::: GIVEN RECORDS

PR #5211, opened 2026-02-02
Upgrade pip in dockerfile

Kevin-Chant:
### Features and Changes

Pip 24 has a security vulnerability, so we should prompt it to upgrade when building our docker image

### Testing

`docker build -t growthbook . --no-cache`

Note: My local env fails the build on both `main` and this branch, but I think the error is due to my docker version given the comment in the dockerfile about the wildcard. The actual build steps before this including the pip upgrade work fine
```
Step 41/52 : COPY buildinfo* ./buildinfo
COPY failed: no source files were specified
```

### DIFF
--- a/Dockerfile
+++ b/Dockerfile
@@ -84,6 +84,7 @@ RUN apt-get update && \
   npm install -g pnpm@9.15.0 && \
   apt-get clean && \
   rm -rf /var/lib/apt/lists/*
+RUN pip install --upgrade pip
 COPY --from=pybuild /usr/local/src/app/requirements.txt /usr/local/src/requirements.txt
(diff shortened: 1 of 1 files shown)


tzjames:
This is in the wrong place.  Or at least it needs to be in the final image as well.  I've made the change and tested and I do now see: 
```
james@Jamess-MBP growthbook %  docker run --rm growthbook pip --version        
pip 26.0 from /usr/local/lib/python3.11/site-packages/pip (python 3.11)
```
So I'll approve, but I'll let you land.
I'm not sure what is going on that you can't build locally.  FWIW my docker version is:  `Docker version 24.0.2, build cb74dfc`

::::::

▶ AIM OF THE TASK: Each record must appear again, word for word.

▶ EXPECTED ANSWER:
PR #5211, opened 2026-02-02
Upgrade pip in dockerfile

Kevin-Chant:
### Features and Changes

Pip 24 has a security vulnerability, so we should prompt it to upgrade when building our docker image

### Testing

`docker build -t growthbook . --no-cache`

Note: My local env fails the build on both `main` and this branch, but I think the error is due to my docker version given the comment in the dockerfile about the wildcard. The actual build steps before this including the pip upgrade work fine
```
Step 41/52 : COPY buildinfo* ./buildinfo
COPY failed: no source files were specified
```

### DIFF
--- a/Dockerfile
+++ b/Dockerfile
@@ -84,6 +84,7 @@ RUN apt-get update && \
   npm install -g pnpm@9.15.0 && \
   apt-get clean && \
   rm -rf /var/lib/apt/lists/*
+RUN pip install --upgrade pip
 COPY --from=pybuild /usr/local/src/app/requirements.txt /usr/local/src/requirements.txt
(diff shortened: 1 of 1 files shown)


tzjames:
This is in the wrong place.  Or at least it needs to be in the final image as well.  I've made the change and tested and I do now see: 
```
james@Jamess-MBP growthbook %  docker run --rm growthbook pip --version        
pip 26.0 from /usr/local/lib/python3.11/site-packages/pip (python 3.11)
```
So I'll approve, but I'll let you land.
I'm not sure what is going on that you can't build locally.  FWIW my docker version is:  `Docker version 24.0.2, build cb74dfc`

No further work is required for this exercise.